TASK DETAILS: Tally every line of the records below that includes "traits", and reply with the total alone.

(Excerpts from a dataset)

┌──

PR #856, opened 2026-06-26
feat: add set_start_time and set_end_time to V1 timer traits

allenporter:
Expose new methods on V1 timer traits to update quiet/off-peak start and end times directly with datetime.time objects.

### DIFF
--- a/roborock/devices/traits/v1/do_not_disturb.py
+++ b/roborock/devices/traits/v1/do_not_disturb.py
@@ -1,3 +1,5 @@
+import datetime
+
 from roborock.data import DnDTimer
 from roborock.devices.traits.v1 import common
 from roborock.roborock_typing import RoborockCommand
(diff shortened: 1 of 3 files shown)


roborock/devices/traits/v1/do_not_disturb.py
```diff
@@ -21,6 +23,30 @@ async def set_dnd_timer(self, dnd_timer: DnDTimer) -> None:
...
+            end_hour=self.end_hour,
+            end_minute=self.end_minute,
+            enabled=self.enabled,
+        )
+        await self.rpc_channel.send_command(RoborockCommand.SET_DND_TIMER, params=timer.as_list())
+        await self.refresh()
+
+    async def set_end_time(self, end_time: datetime.time) -> None:
+        """Set the end time of the Do Not Disturb (DND) timer."""
+        timer = DnDTimer(
```
Lash-L, line 40: should we be checking if by chance self.start_hour or minute is None here? That's the root of the bug Paulus was having right? same thing above?

allenporter: OK, sure. Once we check them for None what are you expecting to happen? Send in zeros or nulls? (i believe this is current behavior) or send nothing? lie to the caller and set end time on the trait without sending the RPC?

Lash-L: So I think it shouldn't be possible to set a DND end time without passing in a start time. I'd have to test it but it seems like it would be wrong. i.e. if DND is somehow None, then the start time should be set before the end time.

Although, start time would be broken then, as the same issue could happen there.

Lash-L: I can play around with some tests later.

Lash-L: Okay confirmed @allenporter 

Vacuum will respond with '-10005: At least 1 parameter is not number' if any of the keys are None. 

So we have to make sure we don't send None, maybe we need one more function that allows setting start and end time at the same time? I'm not sure if start/end will ever be None? My gut assumption would be that they default to some value, but I don't have proof for that.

└──

THE COMPLETED TASK: 6